● Aim of the task
What is needed here is an exact copy of every entry.

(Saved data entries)

***

PR #1381, opened 2021-04-06
:bug: use exact size of save format struct

AJenbo:


Source/loadsave.cpp
```diff
@@ -1738,7 +1738,10 @@ static void SavePortal(SaveHelper *file, int i)
 void SaveHeroItems(PlayerStruct *pPlayer)
 {
 	size_t items = NUM_INVLOC + NUM_INV_GRID_ELEM + MAXBELTITEMS;
-	SaveHelper file("heroitems", items * sizeof(ItemStruct));
+	int itemSize = 368;
+	if (gbIsHellfire)
+		itemSize + 4;
```
julealgon, line 1743: Not too relevant to the change itself, but can we agree to always leave a blank line after nested statements like this as a convention?

It makes the code more readable and avoids the situation of inadvertently adding a "second" statement to a scopeless `if` thinking it would become part of the branch execution.

Source/loadsave.cpp
```diff
@@ -1738,7 +1738,10 @@ static void SavePortal(SaveHelper *file, int i)
 void SaveHeroItems(PlayerStruct *pPlayer)
 {
 	size_t items = NUM_INVLOC + NUM_INV_GRID_ELEM + MAXBELTITEMS;
-	SaveHelper file("heroitems", items * sizeof(ItemStruct));
+	int itemSize = 368;
```
julealgon, line 1741: The hardcode here is really unfortunate. Is there no way to get to this using proper `sizeof` calls?

Source/loadsave.cpp
AJenbo: Sure can, I personally think it should be mandatory when doing stuff like this.

Source/loadsave.cpp
AJenbo: No, unfortunately not, the size is that of the original struct with x86 padding. But we can define it as a private const for the file so that it at least gets a name.

Source/loadsave.cpp
glebm: All formatting should be configured in `.clang-format` and done automatically, for the most part.

julealgon: Just to make it clear as I'm not sure my request was understood:

I'm proposing we do:
```cpp
if (x)
    doSomething();

doSomethingElse();
```

Instead of 
```cpp
if (x)
    doSomething();
doSomethingElse();
```

AJenbo:
Hellfire extended the struct with an additional field. Don't worry I will define two separate numbers.

Source/loadsave.cpp
julealgon: Would it be possible to create a struct with fixed-size field types that replicated the original layout exactly, allowing us to use `sizeof` again?

I'd actually prefer that if it was possible and then mapping from one to the other.

Source/loadsave.cpp
AJenbo: I was by me. Can you figure out how to configure it in .clang-fomrat?

glebm: > inadvertently adding a "second" statement

I'm not sure this is possible. The formatter will out-dent the block. If you leave it indented, the compiler or `clang-tidy` will tell you too.

To be clear, I'm against any conventions that are not taken care of automatically.
I work with *many* codebases and can't remember all the conventions. That's what tooling is for.

If clang-format provides such an option, that's fine by me https://clang.llvm.org/docs/ClangFormatStyleOptions.html

Source/loadsave.cpp
AJenbo: Technically I suppose, but it would rely on `pack 1` and a bunch of alignment files that go unused. But definatly not happening now for this.

AJenbo:
For 4 lines that fixes a memory corruption right before a release; you guys sure are nitpicking this to death :joy:

AJenbo:
Can I point your attention to `FILEBUFF` which is what is used elsewhere when the size of the save is needed :P

AJenbo:
Merged via https://github.com/diasurgical/devilutionX/commit/28bb00360162210ff10ddcf5016ae40905063cd7

Source/loadsave.cpp
julealgon: > To be clear, I'm against any conventions that are not taken care of automatically.
I work with many codebases and can't remember all the conventions. That's what tooling is for.

I'm with you. Not sure if my suggestion sounded like I wanted to do it manually only?

> If clang-format provides such an option, that's fine by me https://clang.llvm.org/docs/ClangFormatStyleOptions.html

I'll take a look at that, thanks for the link.

glebm: > Not sure if my suggestion sounded like I wanted to do it manually only?

Yeah I think I thought this because you used the word convention

> I'll take a look at that, thanks for the link.

If there isn't an option and you're willing, clang-format supports plugins

AJenbo: agreed, automated or free for all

***

● Exercise answer
PR #1381, opened 2021-04-06
:bug: use exact size of save format struct

AJenbo:


Source/loadsave.cpp
```diff
@@ -1738,7 +1738,10 @@ static void SavePortal(SaveHelper *file, int i)
 void SaveHeroItems(PlayerStruct *pPlayer)
 {
 	size_t items = NUM_INVLOC + NUM_INV_GRID_ELEM + MAXBELTITEMS;
-	SaveHelper file("heroitems", items * sizeof(ItemStruct));
+	int itemSize = 368;
+	if (gbIsHellfire)
+		itemSize + 4;
```
julealgon, line 1743: Not too relevant to the change itself, but can we agree to always leave a blank line after nested statements like this as a convention?

It makes the code more readable and avoids the situation of inadvertently adding a "second" statement to a scopeless `if` thinking it would become part of the branch execution.

Source/loadsave.cpp
```diff
@@ -1738,7 +1738,10 @@ static void SavePortal(SaveHelper *file, int i)
 void SaveHeroItems(PlayerStruct *pPlayer)
 {
 	size_t items = NUM_INVLOC + NUM_INV_GRID_ELEM + MAXBELTITEMS;
-	SaveHelper file("heroitems", items * sizeof(ItemStruct));
+	int itemSize = 368;
```
julealgon, line 1741: The hardcode here is really unfortunate. Is there no way to get to this using proper `sizeof` calls?

Source/loadsave.cpp
AJenbo: Sure can, I personally think it should be mandatory when doing stuff like this.

Source/loadsave.cpp
AJenbo: No, unfortunately not, the size is that of the original struct with x86 padding. But we can define it as a private const for the file so that it at least gets a name.

Source/loadsave.cpp
glebm: All formatting should be configured in `.clang-format` and done automatically, for the most part.

julealgon: Just to make it clear as I'm not sure my request was understood:

I'm proposing we do:
```cpp
if (x)
    doSomething();

doSomethingElse();
```

Instead of 
```cpp
if (x)
    doSomething();
doSomethingElse();
```

AJenbo:
Hellfire extended the struct with an additional field. Don't worry I will define two separate numbers.

Source/loadsave.cpp
julealgon: Would it be possible to create a struct with fixed-size field types that replicated the original layout exactly, allowing us to use `sizeof` again?

I'd actually prefer that if it was possible and then mapping from one to the other.

Source/loadsave.cpp
AJenbo: I was by me. Can you figure out how to configure it in .clang-fomrat?

glebm: > inadvertently adding a "second" statement

I'm not sure this is possible. The formatter will out-dent the block. If you leave it indented, the compiler or `clang-tidy` will tell you too.

To be clear, I'm against any conventions that are not taken care of automatically.
I work with *many* codebases and can't remember all the conventions. That's what tooling is for.

If clang-format provides such an option, that's fine by me https://clang.llvm.org/docs/ClangFormatStyleOptions.html

Source/loadsave.cpp
AJenbo: Technically I suppose, but it would rely on `pack 1` and a bunch of alignment files that go unused. But definatly not happening now for this.

AJenbo:
For 4 lines that fixes a memory corruption right before a release; you guys sure are nitpicking this to death :joy:

AJenbo:
Can I point your attention to `FILEBUFF` which is what is used elsewhere when the size of the save is needed :P

AJenbo:
Merged via https://github.com/diasurgical/devilutionX/commit/28bb00360162210ff10ddcf5016ae40905063cd7

Source/loadsave.cpp
julealgon: > To be clear, I'm against any conventions that are not taken care of automatically.
I work with many codebases and can't remember all the conventions. That's what tooling is for.

I'm with you. Not sure if my suggestion sounded like I wanted to do it manually only?

> If clang-format provides such an option, that's fine by me https://clang.llvm.org/docs/ClangFormatStyleOptions.html

I'll take a look at that, thanks for the link.

glebm: > Not sure if my suggestion sounded like I wanted to do it manually only?

Yeah I think I thought this because you used the word convention

> I'll take a look at that, thanks for the link.

If there isn't an option and you're willing, clang-format supports plugins

AJenbo: agreed, automated or free for all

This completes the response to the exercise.